#### Assignment:
All lines in the data bearing the string "getRelativePath" should be identified and copied.

#### Material shown:
__________________________________________________

Issue #696, opened 2020-09-22
Add tests for fs events module


harendra-kumar:
We can create a temporary directory tree structure, perform some operations on it and watch/verify the events.

rnjtranjan:
Duplicate of #724

Issue #637, opened 2020-08-17
Add filesystem event handling module for Windows


harendra-kumar:
#632 and #628 added event notification for Linux and macOS. Similarly we can add a Win32 module for fs event streams.

harendra-kumar:
Fixed by #687 .

PR #697, opened 2020-09-22
Add support for recursive directory tree events in Linux

rnjtranjan:


src/Streamly/Internal/FileSystem/Event/Linux.hs
```diff
@@ -216,10 +225,170 @@ setFlag mask status cfg@Config{..} =
...
+
+-- | Traverse a dir recusively and return the list of subdirs.
+--
+-- /Internal/
+--
+traverseDirRec :: 
+       FilePath -- ^ subdir path
+    -> FilePath -- ^ root dir path
+    -> [FilePath] -- ^ roots passed on commnd line
+    -> StateT ([FilePath], RootMap) IO [FilePath] -- ^ Mapping with root dir
```
harendra-kumar, line 250: Use the code from the `ListDir.hs` example to return a stream of sudirs here. Then use `S.foldlM'` on the resulting stream to apply the function that adds each dir to the watch handle and return the accumulated result. The accumulator can contain the map or any other aggregated value that you may want to return. We do not need a `StateT`.

harendra-kumar (changes requested):
We can change the design a bit. Let's say we define the `Watch` type like this:

```
data Watch = Watch Handle (IORef (IntMap (Array Word8, Array Word8)))
```

The first Array is the original watch root directory supplied by the user. The second array is a subdirectory under that path.

Initially, we traverse the user supplied paths recursively and add all the subdirectories to the watch handle updating the map in this IORef, mapping the wd (watch decriptor) to the (original watch root, subdir). 

When we receive a dir create event we can add that dir to this map and also scan its contents to update this map.

This way we need to maintain only one map, its simpler and we do not do multiple lookups. When an event arrives we anyway perform a lookup of the wd map to map the wd to the path.

Let me know if this works or if there are any issues with this approach.

test/Streamly/Test/Internal/FileSystem/Event.hs
```diff
@@ -0,0 +1,314 @@
...
+import qualified Data.Set as Set
+#if !defined(CABAL_OS_WINDOWS)
+import qualified Streamly.Internal.Unicode.Stream as U
+import Data.Functor.Identity (runIdentity)
+#endif
+
+main :: IO ()
+main = hspec $ do
+    prop "Recursive directory events validator" validator
+    prop "Staging directories cleanUp" cleanUp
```
harendra-kumar, line 36: Divide the testing into many small test cases. One test case would be a small sequence of file system operations and the resulting events that are expected from these operations. Now let's write a single test case first:

1. Let's say the function to perform fs ops is called `fsOps`, this would be an IO function. It would perform a sequence of ops under our `watchRootDir`.

```
fsOps synch = do
    takeMVar synch
     ....
```

2. Write a parser `parseEvents` for this test case that would parse the stream of events from `watchRootDir`. The parser would expect a certain sequence of events. Run the parser on the event stream e.g. `checkEvents synch = S.parse parseEvents (S.before (putMVar synch) inputStream)`. Instead of a `Parser`, we could even use `S.take n` to take `n` events from the stream. We already know how much `n` should be based on the test case. And then we can match the list of these events with expected events.

3. Now compose `fsOps` and `checkEvents` to run in parallel using

```
timeout = threadDelay 5000000 >> return (Just Failure)
checker synch = S.yieldM (checkEvents synch) `S.parallel` S.yieldM timeout

 S.head $ checker synch `Par.parallelFst` S.yieldM (fsOps synch)
```

`checkEvents` can return a `Just Success` or `Just Failure` depending on whether the parse succeeded or failed. You can test the value returned by `S.head` to check if the test passed or failed. If we are not able to parse in a given time then we will receive a failure from the timeout thread.

You can replicate this for each test case and write as many tests as you want.

harendra-kumar (changes requested):

harendra-kumar (changes requested):

harendra-kumar:
Can you also send a PR to the https://github.com/composewell/streamly-examples repo with the old event testing program added as an example there?

streamly.cabal
```diff
@@ -726,8 +730,11 @@ test-suite version-bounds
...
   main-is: version-bounds.hs
 
-executable FileSystem.Event
+test-suite FileSystem.Event
   import: test-options
-  main-is: Streamly/Test/FileSystem/Event.hs
-  if !flag(manual-tests)
-    buildable: False
+  type: exitcode-stdio-1.0
+  main-is: Streamly/Test/Internal/FileSystem/Event.hs
```
harendra-kumar, line 736: We should move `Streamly/Test/Internal/FileSystem/Event.hs` to `Streamly/Test/FileSystem/Event.hs` and use the latter here, and remove the former. The CI tests are failing because the file `Streamly/Test/FileSystem/Event.hs` is present in the git tree but is not being used anywhere in cabal file.

harendra-kumar: Also, we should move the old file `Streamly/Test/FileSystem/Event.hs` to `streamly-examples` repo, it can act as a simple example instead of a test.

test/Streamly/Test/Internal/FileSystem/Event.hs
```diff
@@ -0,0 +1,210 @@
+import Control.Concurrent
+import Control.Monad.IO.Class
```
harendra-kumar, line 2: import the symbols explicitly.

test/Streamly/Test/Internal/FileSystem/Event.hs
```diff
@@ -0,0 +1,210 @@
...
+toUtf8 :: MonadIO m => String -> m (Array Word8)
+toUtf8 = Array.fromStream . Unicode.encodeUtf8' . S.fromList
+
+watchPaths :: NonEmpty (Array Word8) -> SerialT IO Event.Event
+watchPaths = Event.watchTrees
+
+timeout :: IO String
+timeout = threadDelay 5000000 >> return "Timeout"    
+
+data Sync = Sync (MVar ())
```
harendra-kumar, line 43: Do we need this type? We can just use the MVar type directly.

harendra-kumar (changes requested):

rnjtranjan:
"fixes #696"

rnjtranjan:
Fixes #724

harendra-kumar:
@rnjtranjan 

1. take a look at the last two commits and see if everything makes sense or some changes are needed
2. there are too many commits in the PR, we can squash the previous commits into a few logical commits

There are several TODOs that I have noted in the comments. We can fix the comments in the test file right away, it will reduce a lot of code. We can fix the some of the other ones after merging this PR.

rnjtranjan:
Fixes #637

src/Streamly/FileSystem/Event.hs
```diff
@@ -0,0 +1,239 @@
...
+type Config = Event.Config
+type Event = Event.Event
+
+setAccessed :: Toggle -> Config -> Config
+#if defined(CABAL_OS_WINDOWS)
+setAccessed = Event.setModifiedLastWrite
+#elif defined(CABAL_OS_LINUX)
+setAccessed = Event.setAccessed
+#elif defined(CABAL_OS_DARWIN)
+setAccessed = undefined
```
harendra-kumar, line 90: We cannot leave it `undefined`. This means this module won't work on darwin. If an API cannot be implemented on any platform then we cannot have it in the common module.

src/Streamly/FileSystem/Event.hs
```diff
@@ -0,0 +1,239 @@
...
+#endif
+
+setMetadataChanged :: Toggle -> Config -> Config
+#if defined(CABAL_OS_WINDOWS)
+setMetadataChanged = Event.setModifiedAttribute
+#elif defined(CABAL_OS_LINUX)
+setMetadataChanged = Event.setMetadataChanged
```
harendra-kumar, line 97: If these two APIs have the same functionality on windows and linux then we should use the same name for them on both platforms in the platform specific module. Same holds for any other such APIs.

src/Streamly/FileSystem/Event.hs
```diff
@@ -0,0 +1,239 @@
...
+setAllEvents = defaultConfig
+#else
+setAllEvents = Event.setAllEvents
+#endif
+
+getAbsPath :: Event -> String
+#if defined(CABAL_OS_DARWIN)
+getAbsPath = utf8ToString Event.getAbsPath
+#else
+getAbsPath ev = getRootPath ev </> getRelativePath ev
```
harendra-kumar, line 164: We should implement it in the platform specific module itself. Also see an issue about this that I raised earlier.

src/Streamly/FileSystem/Event.hs
```diff
@@ -0,0 +1,239 @@
...
+#endif
+
+getRelativePath :: Event -> String
+#if defined(CABAL_OS_WINDOWS)
+getRelativePath = Event.getRelPath
+#elif defined(CABAL_OS_DARWIN)
+getRelativePath = getAbsPath
```
harendra-kumar, line 171: This is not relative path.

src/Streamly/FileSystem/Event.hs
```diff
@@ -0,0 +1,239 @@
...
+#elif defined(CABAL_OS_LINUX)
+getRelativePath = utf8ToString . Event.getRelPath
+#endif
+
+getRootPath :: Event -> String
+#if defined(CABAL_OS_WINDOWS)
+getRootPath = Event.getRoot
+#elif defined(CABAL_OS_DARWIN)
+getRootPath = getAbsPath
```
harendra-kumar, line 180: This is not root path.

src/Streamly/FileSystem/Event.hs
```diff
@@ -0,0 +1,239 @@
...
+#else
+isMoved ev = Event.isMovedFrom ev || Event.isMovedTo ev
+#endif
+
+isMovedFrom :: Event -> Bool
+#if defined(CABAL_OS_DARWIN)
+isMovedFrom = Event.isMoved
+#else
+isMovedFrom = Event.isMovedFrom
+#endif
```
harendra-kumar, line 203: Moved on darwin may not have the same semantics as movedFrom on Linux/Windows. Same holds for MovedTo.

src/Streamly/FileSystem/Event.hs
```diff
@@ -0,0 +1,239 @@
...
+
+watch :: Bool -> Config -> NonEmpty (Array Word8) -> SerialT IO Event.Event
+#if defined(CABAL_OS_DARWIN)
+watch rec cfg paths =  Event.watchTreesWith (\_ -> cfg) paths
+#else
+watch rec cfg paths =  case rec of
+    True -> Event.watchTreesWith (\_ -> cfg) paths
+    False -> Event.watchPathsWith (\_ -> cfg) paths
+#endif
```
harendra-kumar, line 239: We should define a `watch` API in the platform specific modules and import it from there.

src/Streamly/FileSystem/Event.hs
```diff
@@ -0,0 +1,239 @@
...
+#else
+isMovedTo =  Event.isMovedTo
+#endif
+
+isModified :: Event -> Bool
+isModified = Event.isModified
+
+isOverflow :: Event -> Bool
+#if defined(CABAL_OS_DARWIN)
+isOverflow = False
```
harendra-kumar, line 217: There is a `isMustScanSubdirs` on darwin which is similar to overflow.

src/Streamly/FileSystem/Event.hs
```diff
@@ -0,0 +1,239 @@
...
+#endif
+
+showEvent :: Event -> String
+showEvent = Event.showEvent
+
+emptyConfig :: Config
+#if defined(CABAL_OS_DARWIN)
+emptyConfig = Event.Config 0.0 0
+#else
+emptyConfig = Event.Config True 0
```
harendra-kumar, line 229: This should be `defaultConfig`, and we should not export the defaultConfig from platform specific modules.

harendra-kumar (changes requested):

test/Streamly/Test/FileSystem/Event.hs
```diff
@@ -395,4 +396,4 @@ testDesc =
 main :: IO ()
 main = do
     hSetBuffering stdout NoBuffering
-    hspec $ sequence_ $ map driver testDesc
+    hspec $ sequence_ $ map driver testDesc
```
harendra-kumar, line 399: You may have to change your editor settings or be careful about removing newline at the end of file.

PR #698, opened 2020-09-22
Unicode normalization combinators

adithyaov:
Todo:
* [x] Add benchmarks


adithyaov:
Ignore `cabal.project`. We'll release `unicode-data` before merging this.

harendra-kumar:
@adithyaov can you rebase this, port it on the new unicode-data package, and add benchmarks from unicode-transforms package?

src/Streamly/Internal/Unicode/Normalize.hs
```diff
@@ -0,0 +1,273 @@
...
+    = YieldCharList [Char] (DecomposeState st)
+    | ReadInputChar ReBuf st
+    | IsHangul Char st
+    | IsDecomposable [Char] ReBuf st
+    | DecomposeStop
+
+{-# INLINE_NORMAL partialDecomposeD #-}
+partialDecomposeD ::
+       Monad m => Bool -> DecomposeMode -> Stream m Char -> Stream m Char
+partialDecomposeD decomposeHangul mode (Stream step state) =
```
harendra-kumar, line 63: Call this `decomposeD` and remove the existing `decomposeD`.

src/Streamly/Internal/Unicode/Normalize.hs
```diff
@@ -0,0 +1,273 @@
...
+    | ComposeReg Int [Char] st
+    | ComposeJamo JamoBuf st
+    | ComposeStop
+
+-- Assumes every character except hangul characters are fully decomposed and the
+-- combining characters are reordered. Hangul characters may or may not be
+-- decomposed.
+{-# INLINE_EARLY partialComposeD #-}
+partialComposeD :: Monad m => Stream m Char -> Stream m Char
+partialComposeD (Stream step state) = Stream step' (ComposeNone state)
```
harendra-kumar, line 147: call this `composeD`.

harendra-kumar (changes requested):
1. Let's add the normalization routines to the Unicode.Char module. We will use this module for operations on Char type including stream of Char to Char transformations. The Unicode.Stream module should go away. We will move the encode/decode routines in Unicode.Stream to Unicode.Utf8 and Unicode.Latin1.
2. Let's add some basic benchmarks as well so that we can start working on performance optimizations of these modules. Just take an input file and normalize it. We already have some benchmarks in the existing Unicode.Stream benchmarks that take input files using env vars.

Once the normalization tests pass and we have benchmarks in place, we can commit this and do the performance optimizations later.

src/Streamly/Internal/Unicode/Normalize.hs
adithyaov: This is kind of partially composing. This does not compose a semi-composed stream. It shouldn't be used directly.

src/Streamly/Internal/Unicode/Char.hs
```diff
@@ -63,3 +78,246 @@ toUpper = undefined
...
+    | Hangul !Char -- Hangul Syllable LV or LVT
+    | HangulLV !Char
+
+{-# INLINE fromJamoBuf #-}
+fromJamoBuf :: JamoBuf -> Char
+fromJamoBuf (Jamo ch) = ch
+fromJamoBuf (Hangul ch) = ch
+fromJamoBuf (HangulLV ch) = ch
+
+
```
harendra-kumar, line 182: remove blank line.

harendra-kumar (approved):
Looks good at a high level. I did not check the details.

PR #708, opened 2020-10-07
Use namespaced components when passing to cabal in bench.sh.

### LINKED ISSUE #676: Unable to run individual benchmarks
```
$ cabal bench Prelude.Async
cabal: The bench command is for running benchmarks, but the target
'Prelude.Async' refers to the test suite Prelude.Async from the package
streamly-0.7.2.
```

If I run this command inside the `benchmark` directory then it rebuilds streamly. Also, we need a cabal.project.local there to pick up the local streamly.

1) rename the tests using a Test prefix e.g. `Test.Prelude.Async`
2) add a `cabal.project.local` in the `benchmark` directory to pick the local streamly lib, just in case we want to use it

pranaysashank:
Closes #676.

### DIFF
--- a/bench.sh
+++ b/bench.sh
@@ -565,7 +565,11 @@ then
   then
     $BUILD_BENCH || die "build failed"
   else
-    $BUILD_BENCH $EXECUTABLES || die "build failed"
+    for c in $EXECUTABLES
+    do
+      COMPONENTS+="streamly-benchmarks:bench:$c "
+    done
+    $BUILD_BENCH $COMPONENTS || die "build failed"
   fi
   run_measurements "$BENCHMARKS"
 fi


bench.sh
```diff
@@ -565,7 +565,11 @@ then
   then
     $BUILD_BENCH || die "build failed"
   else
-    $BUILD_BENCH $EXECUTABLES || die "build failed"
+    for c in $EXECUTABLES
+    do
+      COMPONENTS+="streamly-benchmarks:bench:$c "
```
adithyaov, line 570: It would make me feel a lot better if you define `COMPONENTS` before usage.

adithyaov (approved):

harendra-kumar (approved):
This solves the issue when running through bench.sh. How about `cabal bench`? Can we write some instructions in `benchmark/README` about how to run `cabal bench`?

PR #709, opened 2020-10-11
Additional combinators

adithyaov:
* [ ] Add tests for all the combinators added
* [x] Add benchmarks for all the combinators added
* [x] Add documentation for all the combinators added
* [x] Choose between `retry` and `retry1`

Combinators added:
1. retry
2. choice
3. takeP


adithyaov:
See #1176 #1174 #1171

PR #710, opened 2020-10-11
Add default.nix for nix shell/build

harendra-kumar:
It depends on a fork of nixpkgs which adds a minor change to `shellFor` so that it honors the benchmark dependencies.

### DIFF
--- a/default.nix
+++ b/default.nix
@@ -1,0 +1,103 @@
+# CAUTION! a spelling mistake in arg string is ignored silently.
+#
+# To include benchmark deps use:
+# nix-shell --argstr c2nix "--benchmark --flag fusion-plugin"
+#
+# To build the chart executable for running bench.sh use:
+# nix-shell --argstr c2nix "--flag dev" --run "cabal build chart --flag dev"
+#
+# To use ghc-8.6.5
+# nix-shell --argstr compiler "ghc865"
+
+{
+  nixpkgs ?
+    import (builtins.fetchTarball https://github.com/composewell/nixpkgs/archive/01dd2b4e738.tar.gz)
+        # fusion-plugin is marked as broken
+        { config.allowBroken = true;}
+, compiler ? "default"
+, c2nix ? "" # cabal2nix CLI options
+# TODO
+#, sources ? [] # e.g. [./. ./benchmark]
+#, hdeps ? [] # e.g. [time, mtl]
+#, deps ? [] # e.g. [SDL2]
+}:
+let haskellPackages =
+        if compiler == "default"
+        then nixpkgs.haskellPackages
+        else nixpkgs.haskell.packages.${compiler};
+
+    # we can possibly avoid adding our package to HaskellPackages like
+    # in the case of nix-shell for a single package?
+    mkPackage = super: pkg: path: opts: inShell:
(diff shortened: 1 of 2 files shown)


default.nix
```diff
@@ -0,0 +1,81 @@
...
+}:
+let haskellPackages =
+        if compiler == "default"
+        then nixpkgs.haskellPackages
+        else nixpkgs.haskell.packages.${compiler};
+
+    # we can possibly avoid adding our package to HaskellPackages like
+    # in the case of nix-shell for a single package?
+    mkPackage = self: pkg: path: opts: inShell:
+                let orig = self.callCabal2nixWithOptions pkg path opts {};
```
adithyaov, line 25: It's good practice to always use `super` for functions.

default.nix
```diff
@@ -0,0 +1,81 @@
...
+        haskellPackages.override {
+            overrides = self: super:
+                with nixpkgs.haskell.lib;
+                {
+                    streamly = mkPackage self "streamly" ./. c2nix inShell;
+                    streamly-benchmarks =
+                        mkPackage self "streamly-benchmarks"
+                            ./benchmark c2nix inShell;
+                    QuickCheck = self.QuickCheck_2_14;
+
```
adithyaov, line 42: You might need to add a `splitmix = haskellPackages.splitmix_0_1_0_1;`, a depedency of `QuickCheck_2_14`

`self` here would cause an infinite recursion as `haskellPackages.callPackage` depends on `splitmix`

harendra-kumar: Its a working/tested code. Note I am using      `import (builtins.fetchTarball https://github.com/composewell/nixpkgs/archive/f0ec167983f.tar.gz)`.

adithyaov: Ok

adithyaov:
We also need to also add build instructions for `bench-show` if we want to use `bench.sh`.

harendra-kumar:
> We also need to also add build instructions for bench-show if we want to use bench.sh.

Its there:

```
# To build the chart executable for running bench.sh use:
# nix-shell --argstr c2nix "--flag dev" --run "cabal build chart --flag dev"
```

harendra-kumar:
This default.nix can be further improved by turning this code into a project shell derivation function:

```
projectShell = paths: c2nixFlags: haskellDeps: otherDeps:
```

Where `paths` is the list of cabal file paths e.g. `[./. ./benchmark]`, `haskellDeps` is any additional haskell dependencies that we may want, `otherDeps` is any additional non-haskell dependencies.

These arguments can be taken from command line when creating the shell.

The next level improvement would be to parse the `paths` from cabal.project. But we can do that later.

adithyaov:
> The next level improvement would be to parse the paths from cabal.project. But we can do that later.

People have already done this.
Look at https://gist.github.com/codebje/000df013a2a4b7c10d6014d8bf7bccf3
This is one of the many implementations.

harendra-kumar:
yes, I have seen that. We can possibly use that for cabal.project parsing later on, though there seem to be some caveats about it. Currently I am only interested in something like the `projectShell` function above, its a low level way of specifying everything we need.

adithyaov (approved):

PR #712, opened 2020-10-13
Put fs event executable under manual-tests flag

harendra-kumar:
Otherwise it is always built when we build the library.

### DIFF
--- a/src/Streamly/Internal/FileSystem/Event/Darwin.hs
+++ b/src/Streamly/Internal/FileSystem/Event/Darwin.hs
@@ -1020,4 +1020,11 @@ showEvent ev@Event{..} =
         where showev f str = if f ev then "\n" ++ str else ""
 #else
 module Streamly.Internal.FileSystem.Event.Darwin () where
+#warning "Autoconf did not find the definition \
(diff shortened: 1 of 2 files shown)


adithyaov (approved):
LGTM

src/Streamly/Internal/FileSystem/Event/Darwin.hs
```diff
@@ -1020,4 +1020,11 @@ showEvent ev@Event{..} =
         where showev f str = if f ev then "\n" ++ str else ""
 #else
 module Streamly.Internal.FileSystem.Event.Darwin () where
+#warning "Autoconf did not find the definition \
+kFSEventStreamCreateFlagFileEvents in Darwin header files.\
+Do you have Cocoa framework header files installed?\
+Not compiling the Streamly.Internal.FileSystem.Event module. \
```
adithyaov, line 1026: Where is `Streamly.Internal.FileSystem.Event`?

harendra-kumar: Should be `Streamly.Internal.FileSystem.Event.Darwin`.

__________________________________________________

#### The completed task:
+getAbsPath ev = getRootPath ev </> getRelativePath ev
+getRelativePath :: Event -> String
+getRelativePath = Event.getRelPath
+getRelativePath = getAbsPath
+getRelativePath = utf8ToString . Event.getRelPath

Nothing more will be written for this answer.